(Data extracts begins)
PR #2589, opened 2026-07-17
render: `cgmath` -> `glam`

git-f0x:

Updates smithay to include https://github.com/Smithay/smithay/pull/2095.
Edit: Hmm, maybe glam doesn't need the `float-types` feature, since that's only for f64 (DVec, DMat,...)? Smithay might not need it either. Or should maybe f64 types be used as long as possible and then cast into their f32 counterparts (with e.g. `as_mat3()`)? Or maybe using affine types where possible (e.g. Affine2 is recommended over Mat3 for 2D affine transformations)?

Should I fix clippy in a separate commit (it's a one line change)?

### DIFF
--- a/Cargo.lock
+++ b/Cargo.lock
@@ -792,7 +792,6 @@ dependencies = [
  "anyhow",
  "bitflags 2.11.0",
  "calloop",
- "cgmath",
  "clap_lex",
  "cosmic-comp-config",
  "cosmic-config",
@@ -804,6 +803,7 @@ dependencies = [
  "egui_plot",
  "futures-executor",
  "futures-util",
+ "glam 0.33.2",
  "i18n-embed",
  "i18n-embed-fl",
  "iced_graphics",
@@ -1194,7 +1194,7 @@ dependencies = [
  "libc",
  "option-ext",
  "redox_users",
- "windows-sys 0.59.0",
+ "windows-sys 0.61.2",
 ]
 
 [[package]]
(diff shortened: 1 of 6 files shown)


Drakulix (dismissed):

Drakulix:
> Edit: Hmm, maybe glam doesn't need the `float-types` feature, since that's only for f64 (DVec, DMat,...)? Smithay might not need it either. Or should maybe f64 types be used as long as possible and then cast into their f32 counterparts (with e.g. `as_mat3()`)? Or maybe using affine types where possible (e.g. Affine2 is recommended over Mat3 for 2D affine transformations)?

Feel free to remove the feature then. I am not aware of any bugs that would be fixed by the higher precision and I thus would rather merge a 1-to-1 match of our current code given this is quite critical.

> Should I fix clippy in a separate commit (it's a one line change)?

Please feel free to.

git-f0x:
We do lose some precision with the port in `shadow.rs`, since there's casting to f32 that wasn't there before. Is that fine?

I think `Affine2` could be used in some places in Smithay as well, since it's more efficient for 2D (and compatible with `Mat3`). But that's probably out of scope for now.

Drakulix:
> We do lose some precision with the port in `shadow.rs`, since there's casting to f32 that wasn't there before. Is that fine?

Right. Well the only way to know for sure is to run it, but my gut feeling is that this is fine. If it actually causes problems on some highly specific resolution+scaling, I am sure we'll have a bug report soon. :sweat_smile: 

> I think `Affine2` could be used in some places in Smithay as well, since it's more efficient for 2D (and compatible with `Mat3`). But that's probably out of scope for now.

Yeah I think it makes sense to adopt glam quickly to not introduce bit-rot and then incrementally improve it. Feel free to work on that though, I definitely agree.

Drakulix (dismissed):

git-f0x:
Sorry!

Drakulix (approved):

jklgrasso (approved):

PR #2620, opened 2026-07-23
fix: ensure X window focus on unmap/map

RipleyTom:
This fixes some games where you have to alt-tab out and back in to get input focus.

There is an issue caused by basically two things:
(Data extracts ends)
> [What to produce] Would you return the full set of entries, unchanged in every detail?

> [Answer for this exercise]
PR #2589, opened 2026-07-17
render: `cgmath` -> `glam`

git-f0x:

Updates smithay to include https://github.com/Smithay/smithay/pull/2095.
Edit: Hmm, maybe glam doesn't need the `float-types` feature, since that's only for f64 (DVec, DMat,...)? Smithay might not need it either. Or should maybe f64 types be used as long as possible and then cast into their f32 counterparts (with e.g. `as_mat3()`)? Or maybe using affine types where possible (e.g. Affine2 is recommended over Mat3 for 2D affine transformations)?

Should I fix clippy in a separate commit (it's a one line change)?

### DIFF
--- a/Cargo.lock
+++ b/Cargo.lock
@@ -792,7 +792,6 @@ dependencies = [
  "anyhow",
  "bitflags 2.11.0",
  "calloop",
- "cgmath",
  "clap_lex",
  "cosmic-comp-config",
  "cosmic-config",
@@ -804,6 +803,7 @@ dependencies = [
  "egui_plot",
  "futures-executor",
  "futures-util",
+ "glam 0.33.2",
  "i18n-embed",
  "i18n-embed-fl",
  "iced_graphics",
@@ -1194,7 +1194,7 @@ dependencies = [
  "libc",
  "option-ext",
  "redox_users",
- "windows-sys 0.59.0",
+ "windows-sys 0.61.2",
 ]
 
 [[package]]
(diff shortened: 1 of 6 files shown)


Drakulix (dismissed):

Drakulix:
> Edit: Hmm, maybe glam doesn't need the `float-types` feature, since that's only for f64 (DVec, DMat,...)? Smithay might not need it either. Or should maybe f64 types be used as long as possible and then cast into their f32 counterparts (with e.g. `as_mat3()`)? Or maybe using affine types where possible (e.g. Affine2 is recommended over Mat3 for 2D affine transformations)?

Feel free to remove the feature then. I am not aware of any bugs that would be fixed by the higher precision and I thus would rather merge a 1-to-1 match of our current code given this is quite critical.

> Should I fix clippy in a separate commit (it's a one line change)?

Please feel free to.

git-f0x:
We do lose some precision with the port in `shadow.rs`, since there's casting to f32 that wasn't there before. Is that fine?

I think `Affine2` could be used in some places in Smithay as well, since it's more efficient for 2D (and compatible with `Mat3`). But that's probably out of scope for now.

Drakulix:
> We do lose some precision with the port in `shadow.rs`, since there's casting to f32 that wasn't there before. Is that fine?

Right. Well the only way to know for sure is to run it, but my gut feeling is that this is fine. If it actually causes problems on some highly specific resolution+scaling, I am sure we'll have a bug report soon. :sweat_smile: 

> I think `Affine2` could be used in some places in Smithay as well, since it's more efficient for 2D (and compatible with `Mat3`). But that's probably out of scope for now.

Yeah I think it makes sense to adopt glam quickly to not introduce bit-rot and then incrementally improve it. Feel free to work on that though, I definitely agree.

Drakulix (dismissed):

git-f0x:
Sorry!

Drakulix (approved):

jklgrasso (approved):

PR #2620, opened 2026-07-23
fix: ensure X window focus on unmap/map

RipleyTom:
This fixes some games where you have to alt-tab out and back in to get input focus.

There is an issue caused by basically two things:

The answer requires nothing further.